[Stored items]
PR #8137, opened 2024-10-11
Remove memoization from methods in `Event` that take `start_date` and `end_date` as parameters

sampoder:
We still memo-ize the balance available method, so hopefully we keep most of the benefits of memoization

Closes https://github.com/hackclub/hcb/issues/8128


garyhtou:
Can you see how this affects loading HQ's transactions and the stripe card approval flow?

[WHAT TO PRODUCE]
Copy every record exactly, with nothing added or dropped.

[RESPONSE TO THIS EXERCISE]
PR #8137, opened 2024-10-11
Remove memoization from methods in `Event` that take `start_date` and `end_date` as parameters

sampoder:
We still memo-ize the balance available method, so hopefully we keep most of the benefits of memoization

Closes https://github.com/hackclub/hcb/issues/8128


garyhtou:
Can you see how this affects loading HQ's transactions and the stripe card approval flow?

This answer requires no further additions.